22
Apr

Design Thinking Made Visible Project

 

For those interested in the subjects of Integrative Thinking, Organizational Transformation, Reinvention of Design, Constructing Inclusion, Thinking Diversity, Design 3.0, 4.0, Visual SenseMaking, Strategic CoCreation, Design Thinking, Innovation Harmonics:

Humantific has published the Design Thinking Made Visible Project as part of our virtual book series. It provides a glimpse into Humantific’s ongoing Integrative Thinking Research Initiative underway for ten years and models how design thinking has already been reinvented to better serve as enabler of organizational and societal transformation.

This chapter of research provides a window into Humantific’s Design Thinking Made Visible research in progress in collaboration with numerous universities around the world.

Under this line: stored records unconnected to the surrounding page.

PR #2619, opened 2026-06-16
fix(llmo): plumb operator market into V2 onboarding + cascade region to prompts (LLMO-5645)

rainer-friederich:
## Problem
The operator-selected market only reached the legacy V1 path. V2/Brandalf onboardings (all since the GA cutoff 2026-04-01) dropped it, so brands/prompts ended up region `WW` (worldwide), which DRS schedulers cannot map. Jira: LLMO-5645.

## TL;DR:
- Passes the market into V2 onboarding — the operator-selected region is now plumbed through Brandalf onboarding and into the DRS job parameters (it was only wired to the legacy V1 path before).
- Seeds the brand region correctly — new brands start with the selected region instead of a placeholder.
- Guards region consistency on brand save — rejects (400) removing a region that prompts still use, telling the operator to reassign or delete those prompts first.
- Clear error message — e.g. Cannot remove region(s) still used by prompts: DE (3 prompts).
- Backward-compatible — works with the current DRS; no deploy-ordering dependency with the DRS PR.

## Changes
- **onboarding** (`llmo-onboarding.js`): forward the operator `region` into the V2 Brandalf DRS job parameters, and seed it into the initial stub brand (in place of the hardcoded `['gl']`) when supplied.
- **brand-region consistency guard** (`prompts-storage.js` + `brands.js`): on a brand region change, `updateBrandForOrg` rejects the update (400) if any non-deleted prompt still uses a region being **removed** (`Cannot remove region(s) still used by prompts: …`), and asks the operator to relocate those prompts first. DRS schedules off each prompt's `regions`, so dropping a brand region would otherwise orphan prompts on a market the brand no longer covers. Enforced before the brand is mutated; `WW` is treated like any region (strict — legacy WW cleanup goes through the recovery script, which rewrites brand + prompt regions together).

  _(Earlier revisions of this PR used a brand→prompt cascade; it was replaced by this guard because wholesale-rewriting prompt regions has no sound semantics when a region is removed from a multi-market brand.)_

## Companion PR
Sends the `region` job parameter to llmo-data-retrieval-service: https://github.com/adobe-rnd/llmo-data-retrieval-service/pull/2205
Either merge order is safe — DRS falls back to US when the param is absent.

## Notes
- Elmo UI needs **no** change (region picker is from the static catalog; the propagation belongs server-side).
- The guard enforces `prompt.regions ⊆ brand.regions` only at the point of **removing** a brand region (multi-market prompts remain fully supported); it never mutates prompts.

## Testing
`test/controllers/brands.test.js`, `test/support/prompts-storage.test.js`, `test/controllers/llmo/llmo-onboarding.test.js` — 529 passing (incl. the >200-row chunk boundary), ESLint clean.


src/controllers/brands.js
```diff
@@ -1368,6 +1369,15 @@ function BrandsController(ctx, log, env) {
       // baseUrl is read-only (resolved from baseSiteId) — strip from updates.
       delete updates.baseUrl;
 
+      // LLMO-5645: capture the brand region BEFORE the update so we can cascade
+      // a region change to the brand's prompt regions (the field DRS schedules
+      // off). Only read when a region change was actually requested.
+      let oldRegions = null;
+      if (updates.region !== undefined) {
```
MysticatBot, line 1383: issue (blocking): There is a time-of-check-to-time-of-use window between `getBrandById` (reading old region) and `updateBrand` (writing new region). A concurrent region update to the same brand could cause the cascade to operate on stale `oldRegions`, potentially matching the wrong prompts.

The non-fatal design and self-healing property (next edit re-runs the cascade) mitigate this, but the limitation should be documented so future maintainers understand the trade-off.

Suggested fix: add a code comment noting the race, e.g.:
```js
// Known TOCTOU: concurrent region edits may cause a partial cascade;
// the next edit retries because the cascade is non-fatal and idempotent.
```

src/support/prompts-storage.js
```diff
@@ -897,6 +897,122 @@ export async function updatePromptById({
...
+  let updated = 0;
+  for (let i = 0; i < matchedIds.length; i += CHUNK) {
+    const chunk = matchedIds.slice(i, i + CHUNK);
+    // eslint-disable-next-line no-await-in-loop
+    const { data: rows, error: updErr } = await postgrestClient
+      .from('prompts')
+      .update({ regions: newRegions, updated_by: updatedBy })
+      .eq('organization_id', organizationId)
+      .eq('brand_id', brandUuid)
+      .in('id', chunk)
```
MysticatBot: issue (blocking): If the PostgREST update succeeds for chunk 0 (200 prompts) but fails on chunk 1, the function throws. The caller catches this and logs the error, but neither the log message nor the thrown error includes how many prompts were already updated before the failure. An operator seeing "prompt cascade failed" has no visibility into partial state.

Suggested fix - include the partial count in the error:
```js
throw new Error(`Failed to cascade region to prompts (${updated}/${matchedIds.length} already updated): ${updErr.message}`);
```

src/controllers/llmo/llmo-onboarding.js
```diff
@@ -215,18 +232,19 @@ export async function ensureInitialCustomerConfigV2({
       brandId = `${brandId}-${siteId.slice(0, 8)}`;
     }
```
MysticatBot, line 233: issue (blocking): The `region` parameter was added to `ensureInitialCustomerConfigV2` and is used in the existing-config branch (where a new brand is pushed onto an existing config). This path has no test coverage - the new tests only exercise `buildInitialCustomerConfigV2` and `triggerBrandalfOnboardingJob`.

This is the path Codecov flags as under-covered. If it regresses, brands added to multi-site organizations would silently revert to `["gl"]`.

Suggested fix: add a test case for `ensureInitialCustomerConfigV2` where existing config already exists and a new site/brand is appended with a specific `region`, verifying both `regions` and `brandAliases.regions` on the pushed brand.

MysticatBot (changes requested):
Hey @rainer-friederich,

**Verdict: Request changes** - three addressable issues around operational visibility and test coverage.
_Changes: Plumbs operator-selected market into V2/Brandalf onboarding and adds a cascading region update from brands to prompts (6 files)._

## Must fix before merge
1. [Important] TOCTOU race between read-old-region and update-brand should be documented - `src/controllers/brands.js:1376` (details inline)
2. [Important] Partial cascade failure hides how many prompts were already updated - `src/support/prompts-storage.js:1005` (details inline)
3. [Important] Missing test coverage for `ensureInitialCustomerConfigV2` existing-config path with `region` - `src/controllers/llmo/llmo-onboarding.js:233` (details inline)

<details>

- nit: `onboardingStubRegions(region)` called twice with identical input at lines 1433/1435 - hoist to a `const` like the pattern at line 232 - `src/controllers/llmo/llmo-onboarding.js:1433`
- nit: `normalizeRegionsForCompare` silently coerces `null`/`undefined` to `"null"`/`"undefined"` via `String(r)` - filter `r != null` before coercion - `src/support/prompts-storage.js:940`
- suggestion: test for `buildInitialCustomerConfigV2` asserts `brand.brandAliases` but not top-level `brand.regions` - add `expect(brand.regions).to.deep.equal(['US'])` - `test/controllers/llmo/llmo-onboarding.test.js:3935`
- suggestion: 5000-row READ_CAP is adequate for current scale but consider cursor-based pagination if prompt counts grow - `src/support/prompts-storage.js:955`
- nit: cascade error log uses `.message` only - pass full error object as second arg for stack visibility - `src/controllers/brands.js:1407`
</details>

---

<sub><b>Skill:</b> pr-review | <b>Model:</b> us.anthropic.claude-opus-4-6-v1[1m] | <b>Duration:</b> 2m 18s | <b>Cost:</b> $6.56 | <b>Commit:</b> <code>2ad7a5eeaac01fb0ace52052d6fb0ca7c7572d03</code><br>If this code review was useful, please react with 👍. Otherwise, react with 👎.</sub>

rainer-friederich:
Addressed the review in 6fa0a3b5.

**Must-fix (blocking) — done:**
- Documented the read-old-region/update-brand TOCTOU in `updateBrandForOrg` with a comment explaining why it's tolerated (cascade is non-fatal and idempotent — the next region edit re-runs it and converges).
- The cascade chunk-failure error now includes partial progress: `Failed to cascade region to prompts (N/total already updated): ...`, so an operator sees how many prompts were already rewritten before the failure.
- Added test coverage for the `ensureInitialCustomerConfigV2` **existing-config** branch with an operator `region` — verifies both `regions` and `brandAliases.regions` on the appended brand (this was the Codecov-flagged under-covered path).

**Non-blocking — done:**
- `normalizeRegionsForCompare` now filters `null`/`undefined` before coercion (no more `"null"` entries).
- Hoisted the duplicated `onboardingStubRegions(region)` call to a `const stubRegions`.
- Cascade-failure `log.error` now passes the full error object as the second arg for stack visibility.

**Not applied (with reason):**
- The suggestion to also assert top-level `brand.regions` in the `buildInitialCustomerConfigV2` test: that function builds the brand via `convertV1ToV2`, which carries regions only in `brandAliases` — there is no top-level `brand.regions` on that path (it exists only on the existing-config append path, which the new test covers). Asserting it would test a field the code doesn't produce.
- Cursor-based pagination for the 5000-row `READ_CAP`: noted as a future consideration; a single brand carries tens-to-hundreds of prompts today, and the cap already warns rather than silently truncating.

`prompts-storage.js` patch coverage is back to 100%. All affected suites pass, ESLint clean.

MysticatBot (approved):
Hey @rainer-friederich,

**Verdict: Approve** - all prior blocking findings addressed cleanly, no new concerns.
_Changes: Plumbs operator-selected market into V2/Brandalf onboarding and adds a cascading region update from brands to prompts (6 files)._

Note: CI checks are currently failing (deploy/release jobs) - confirm these are pre-existing or environment-specific before merge.

- TOCTOU race between read-old-region and update-brand is now documented with a clear tolerance rationale (non-fatal, idempotent, self-healing on next edit)
- Partial cascade failure error now includes progress count (`N/M already updated`) and passes full error object for stack visibility
- Test coverage for `ensureInitialCustomerConfigV2` existing-config path with `region` added - verifies both `regions` and `brandAliases` on the appended brand
- `normalizeRegionsForCompare` null/undefined guard added before coercion
- Duplicated `onboardingStubRegions(region)` call hoisted to `const stubRegions`

---

<sub><b>Skill:</b> pr-review | <b>Model:</b> us.anthropic.claude-opus-4-6-v1[1m] | <b>Duration:</b> 0m 30s | <b>Cost:</b> $3.08 | <b>Commit:</b> <code>6fa0a3b570570fcf488a911bbc4eb5c5572836ac</code><br>If this code review was useful, please react with 👍. Otherwise, react with 👎.</sub>

rainer-friederich:
Design change (commit e923fc9b): **replaced the brand→prompt region cascade with a consistency guard.**

Why — reviewing the cascade against the multi-region case surfaced real problems:
- It only rewrote prompts whose **entire** region set exactly equaled the brand's **old** set, then replaced it wholesale. The only multi-region prompt in the tests was a *spared* case — we never actually proved a multi-region prompt gets rewritten, and wholesale-replacing a multi-market prompt's regions is semantically wrong anyway.
- Removing a region from a multi-market brand (`['US','DE'] → ['US']`) only touched prompts that were *exactly* `['US','DE']`; a `['DE']`-only or `['DE','FR']` prompt was left orphaned on a market the brand no longer covered.
- There's no sound way to auto-distribute prompts when a region is removed (reassign? delete? keep?) — it's a business decision, not something code should guess.

New behavior — `updateBrandForOrg` now **rejects** (400) a region change that would remove a region still used by any non-deleted prompt:
`Cannot remove region(s) still used by prompts: DE (3 prompts), FR (1 prompt). Reassign or delete those prompts first…`
This enforces `prompt.regions ⊆ brand.regions` at the point of removal and keeps multi-market prompts fully supported. `WW` is treated like any region (strict); legacy WW cleanup goes through the recovery script, which rewrites brand + prompt regions together in one transaction (DRS runbook updated in the companion PR).

- `prompts-storage.js`: removed `cascadeBrandRegionToPrompts`; added `findPromptsBlockingRegionRemoval` (per-removed-region prompt counts, read-capped + warns).
- `brands.js`: guard runs **before** the brand is mutated.
- Tests: guard unit tests (no-removal/superset, blocking counts, multi-region strip, case-insensitive, WW-strict, read-cap warn, client/read errors) + controller allow/reject(400, brand not mutated)/no-op. `prompts-storage.js` and `brands.js` at 100% line coverage.

Re-requesting review since this is a behavior change, not the earlier nits.

MysticatBot (approved):
Hey @rainer-friederich,

**Verdict: Approve** - guard design is sound, no blocking concerns.
_Changes: Replaces the brand-region cascade with a consistency guard that rejects (400) region removal when prompts still reference the removed region, and plumbs the operator-selected market into V2/Brandalf onboarding (6 files)._

Note: CI checks are currently failing (deploy/release jobs) - confirm these are pre-existing or environment-specific before merge.

<details>

- nit: The guard has a TOCTOU window (read brand regions, check prompts, then update brand) with no inline documentation. The prior cascade revision had a TOCTOU comment; the new guard design dropped it. A one-liner noting the accepted race (e.g. "Best-effort guard, not transactional; concurrent prompt creation could bypass - acceptable given low-frequency brand-region edits") would prevent future maintainers from assuming the guard is airtight. - `src/controllers/brands.js:1377`
- suggestion: No controller-level test for `updates.region = []` (remove all regions from a brand). The logic is correct (all old regions become "removed", guard fires if any prompt uses them) and the unit tests on `findPromptsBlockingRegionRemoval` exercise this, but a controller test would document the edge case explicitly. - `test/controllers/brands.test.js`
</details>

---

<sub><b>Skill:</b> pr-review | <b>Model:</b> us.anthropic.claude-opus-4-6-v1[1m] | <b>Duration:</b> 1m 34s | <b>Cost:</b> $4.60 | <b>Commit:</b> <code>e923fc9b736a99e3dc606a5abfd46d6ebea14048</code><br>If this code review was useful, please react with 👍. Otherwise, react with 👎.</sub>

rainer-friederich:
Addressed the 2 non-blocking nits from the approving review in 55e29b8c (rebased onto the latest main merge):

- **TOCTOU comment** — documented the guard as best-effort/non-transactional in `updateBrandForOrg`: a prompt created in a removed region between the check and the brand update could slip past; acceptable given how infrequent brand-region edits are, it's re-checked on the next edit, and a later prompt still can't be scheduled for a region the brand lacks.
- **`region: []` controller test** — added a test for clearing *all* regions: every old region becomes "removed" and the guard fires (400, brand not mutated) if any prompt still uses one.

`brands.js` stays at 100% line coverage; 411 tests pass, ESLint clean. Leaving the approval in place since these are non-blocking polish.

Re CI: the red checks are the pre-existing `it-postgres` ECR-image-missing infra failure (`mysticat-data-service:v5.13.0` not in the registry; the pin was last touched in May, not by this PR) plus the expected PR-context `deploy-stage`/`branch-deploy`/`semantic-release` jobs. `codecov/patch` and `build` pass.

This research project was designed as a collective sensemaking exercise that could be undertaken in undergraduate or graduate schools by professors and students without any special design thinking or innovation process mastery training provided.

Shown here are actual design process drawings, made by 5 groups of students in 5 schools, as well as their class innovation profiles.

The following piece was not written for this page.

PR #2620, opened 2026-06-16
feat: LLMO-5652 bump ai-seo-ts

dmitriigulkin-semrush:
Bump ai-seo-ts version to support latest API changes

Participating Schools Shown in this book:

Domus Academy, Italy

Aarhus School of Architecture, Denmark

National Institute for Design, India

University of Kassel, Germany

Regents Business School, UK

(Other schools are in progress)

Included in the book is a glimpse into how Humantific enables Integrative Thinking in organizations utilizing its Innovation Harmonics Framework.

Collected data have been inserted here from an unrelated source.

PR #2626, opened 2026-06-17
feat: add v2 brand claims guidance fields

davidaurelio:
## Summary
- expose flat v2 brand guidance fields brandContext and mentionSentimentGuidance on existing brand APIs
- validate wrong types and over-4000-character guidance with 400 responses
- normalize persistence so omitted fields preserve, blank/null clears, and non-empty strings are trimmed
- map legacy v1 claims guidance into the v2 brand shape and document fields in OpenAPI
- add unit and Postgres integration coverage for create/get/list/update/clear behavior

## Testing
- npm test -- --spec=test/support/brands-storage.test.js --spec=test/controllers/brands.test.js --spec=test/support/customer-config-mapper.test.js
- npx mocha --timeout 10000 test/support/brands-storage.test.js test/controllers/brands.test.js test/support/customer-config-mapper.test.js
- IT_SERVER_PORT=3005 npx mocha --require test/it/postgres/harness.js --timeout 30000 test/it/postgres/brands.test.js
- IT_SERVER_PORT=3005 npx mocha --require test/it/postgres/harness.js --timeout 30000 test/it/postgres/**/*.test.js using local mysticat-data-service checkout image/migrations
- npm run docs:lint
- npm run lint

### DIFF
--- a/src/support/brands-storage.js
+++ b/src/support/brands-storage.js
@@ -34,7 +34,11 @@ function normalizeNullableText(value, fieldName) {
     return null;
   }
   if (typeof value !== 'string') {
-    throw new Error(`${fieldName} must be a string or null`);
+    // Tag with a 400 status so callers that reach storage without going through
+    // the controller's validation surface a client error rather than a 500.
+    const error = new Error(`${fieldName} must be a string or null`);
+    error.status = 400;
+    throw error;
   }
   const trimmed = value.trim();
   return hasText(trimmed) ? trimmed : null;
@@ -134,8 +138,8 @@ function mapDbBrandToV2(row) {
     status: row.status || 'active',
     origin: row.origin || 'human',
     description: row.description || null,
-    brandContext: row.brand_context || null,
-    mentionSentimentGuidance: row.mention_sentiment_guidance || null,
+    brandContext: row.brand_context ?? null,
+    mentionSentimentGuidance: row.mention_sentiment_guidance ?? null,
     vertical: row.vertical || null,
     region: row.regions || [],
     urls,
--- a/src/support/brands-storage.js
+++ b/src/support/brands-storage.js
@@ -26,6 +26,20 @@ const BRAND_SELECT = [
   'brand_urls(url)',
 ].join(', ');
 
+function normalizeNullableText(value, fieldName) {
+  if (value === undefined) {
+    return undefined;
+  }
+  if (value === null) {
+    return null;
+  }
+  if (typeof value !== 'string') {
+    throw new Error(`${fieldName} must be a string or null`);
+  }
+  const trimmed = value.trim();
+  return hasText(trimmed) ? trimmed : null;
+}
+
 /**
  * Splits a full URL string into its base URL and path.
  * e.g. "https://example.com/products" -> { base: "https://example.com", path: "/products" }
@@ -120,6 +134,8 @@ function mapDbBrandToV2(row) {
     status: row.status || 'active',
     origin: row.origin || 'human',
     description: row.description || null,
+    brandContext: row.brand_context || null,
+    mentionSentimentGuidance: row.mention_sentiment_guidance || null,
     vertical: row.vertical || null,
     region: row.regions || [],
     urls,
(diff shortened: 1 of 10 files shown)


src/support/brands-storage.js
```diff
@@ -120,6 +134,8 @@ function mapDbBrandToV2(row) {
     status: row.status || 'active',
     origin: row.origin || 'human',
     description: row.description || null,
+    brandContext: row.brand_context || null,
```
MysticatBot: issue (blocking): The `||` operator coerces empty string to `null`, collapsing a semantic state the write path (`normalizeNullableText`) explicitly distinguishes. If any other writer (migration, direct SQL, another service) stores `""` in these columns, the API silently returns `null` instead of surfacing the inconsistency.

The write path carefully handles undefined vs null vs blank vs non-empty. The read path should match.

**Fix:** Replace `row.brand_context || null` with `row.brand_context ?? null` (same for `mention_sentiment_guidance`). Nullish coalescing maps only `null`/`undefined` to `null`, preserving the contract.

src/support/customer-config-mapper.js
```diff
@@ -166,6 +166,8 @@ export function convertV1ToV2(llmoConfig, brandName, imsOrgId) {
     origin: 'system',
     region: brandRegions,
     description: '',
+    brandContext: llmoConfig.claims?.brandContext,
```
MysticatBot: issue (blocking): Values from `llmoConfig.claims` bypass the 4000-character length validation (which lives only in the controller). If legacy V1 config data exceeds 4000 characters, it persists successfully and the API serves a response that violates the OpenAPI `maxLength: 4000` contract. Clients using strict schema validation will reject the response.

**Fix:** Either (a) apply the same max-length check here (truncate or skip oversized values with a log warning - truncation is likely correct for a legacy compat path), or (b) move the length check into `normalizeNullableText` so it is enforced regardless of entry point.

MysticatBot (changes requested):
Hey @davidaurelio,

**Verdict: Request changes** - two semantic issues in the persistence and legacy mapping layers.
_Changes: Adds two nullable text fields (brandContext, mentionSentimentGuidance) to the v2 brand API surface with input validation, normalization, legacy v1 mapping, and OpenAPI documentation (9 files)._
Note: CI check `validate-pr-title` is currently failing - resolve before merge.

## Must fix before merge
1. [Important] Falsy coercion (`||`) in read mapping loses semantic distinction between empty-string and null - `src/support/brands-storage.js:137` (details inline)
2. [Important] V1-to-V2 mapper bypasses length validation; legacy data >4000 chars would violate OpenAPI maxLength contract on responses - `src/support/customer-config-mapper.js:169` (details inline)

<details>

- nit: `normalizeNullableText` throws a bare `Error` (surfaces as 500 if reached) rather than returning null with a log warning for defense-in-depth consistency - `src/support/brands-storage.js:35`
</details>

---

<sub><b>Skill:</b> pr-review | <b>Model:</b> us.anthropic.claude-opus-4-6-v1[1m] | <b>Duration:</b> 2m 43s | <b>Cost:</b> $7.86 | <b>Commit:</b> <code>33bb3e02a10adefb634938ebc277977c7c794739</code><br>If this code review was useful, please react with 👍. Otherwise, react with 👎.</sub>

MysticatBot (approved):
Hey @davidaurelio,

**Verdict: Approve** - all prior findings addressed cleanly, no new blocking issues.
_Changes: Adds two nullable text fields (brandContext, mentionSentimentGuidance) to the v2 brand API surface with input validation, normalization, legacy v1 mapping, and OpenAPI documentation (9 files)._

<details>

- suggestion: OpenAPI `maxLength: 4000` on input schemas counts raw string length, but the controller validates `value.trim().length` - a 4004-char padded string passes the controller but violates the schema. If any API gateway enforces the schema pre-controller, valid requests would be rejected. Consider removing `maxLength` from input schemas (keep on response) or adding a description note about trim-then-validate semantics - `docs/openapi/schemas.yaml`
- suggestion: `BRAND_GUIDANCE_MAX_LENGTH = 4000` is defined independently in `src/controllers/brands.js:71` and `src/support/customer-config-mapper.js:45`. If this limit ever changes, both must be updated in lockstep. A single shared constant would eliminate that coordination risk (low urgency with only two usages today).
</details>

- Falsy coercion (`||`) in read mapping now uses `??` - preserves empty-string semantics from DB
- V1-to-V2 mapper now normalizes and truncates at 4000 chars via `normalizeBrandGuidance`
- `normalizeNullableText` now tags errors with `.status = 400` for defense-in-depth
- Controller now validates trimmed length (mirrors what storage persists), with test for the boundary case

---

<sub><b>Skill:</b> pr-review | <b>Model:</b> us.anthropic.claude-opus-4-6-v1[1m] | <b>Duration:</b> 0m 44s | <b>Cost:</b> $5.67 | <b>Commit:</b> <code>82c6ee022ec80fb493969e121718372b2af73330</code><br>If this code review was useful, please react with 👍. Otherwise, react with 👎.</sub>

Creating Innovation Harmonics in organizations begins with raising awareness that thinking differences exist. Making Thinking Visible represents one stream of Humantifc work.

Book Contents

Introduction

What is Integrative Thinking?

What is Integrative Thinking Enabling?

Design Thinking Made Visible Project

Research Results

What the Research Shows

Integrative Thinking: In History

Included in the book:

What The Research Shows: 10 Key Findings:

Finding 1

This research predates and debunks the 2009 academic theory that thinking attributes (“reliability”, “validity”, etc) can be rigidly pre-assigned to individuals or teams based on discipline labels such as design, designer or business, business manager.

Finding 2

Some students in design schools have the same thinking preferences as some students in business schools and vice-versa.

Finding 3

Professors and students are generally unaware of how radically different design process approaches are from one person to another.

Finding 4

Many students of design/innovation are not accustomed to externalizing their thinking process.

Finding 5

For numerous students in this study, design thinking jumps off from a framed problem defined by a brief. Often there was no process activity upstream from the brief.

Finding 6

Design thinking processes often appear very different visually while similar fundamental steps can often be found within. Some steps appear universal, others situational.

Finding 7

Most design thinking processes seen here have assumptions embedded that outcomes will be product or service creation.

Finding 8

Most design thinking process models seen in this study contain no reference to behaviors.

Finding 9

This research makes visible why the orchestration of design innovation work remains complex and a key challenge for teams and organizations.

Finding 10

This research suggests that real tools and visually shareable results are extremely useful in moving understanding and dialogue regarding integrative thinking beyond stereotypical notions of design thinking and business thinking.

The Design Thinking Made Visible Project is intended to inform and inspire dialogue regarding the realities of Design Thinking and Integrative Thinking by Design already underway in organizations today.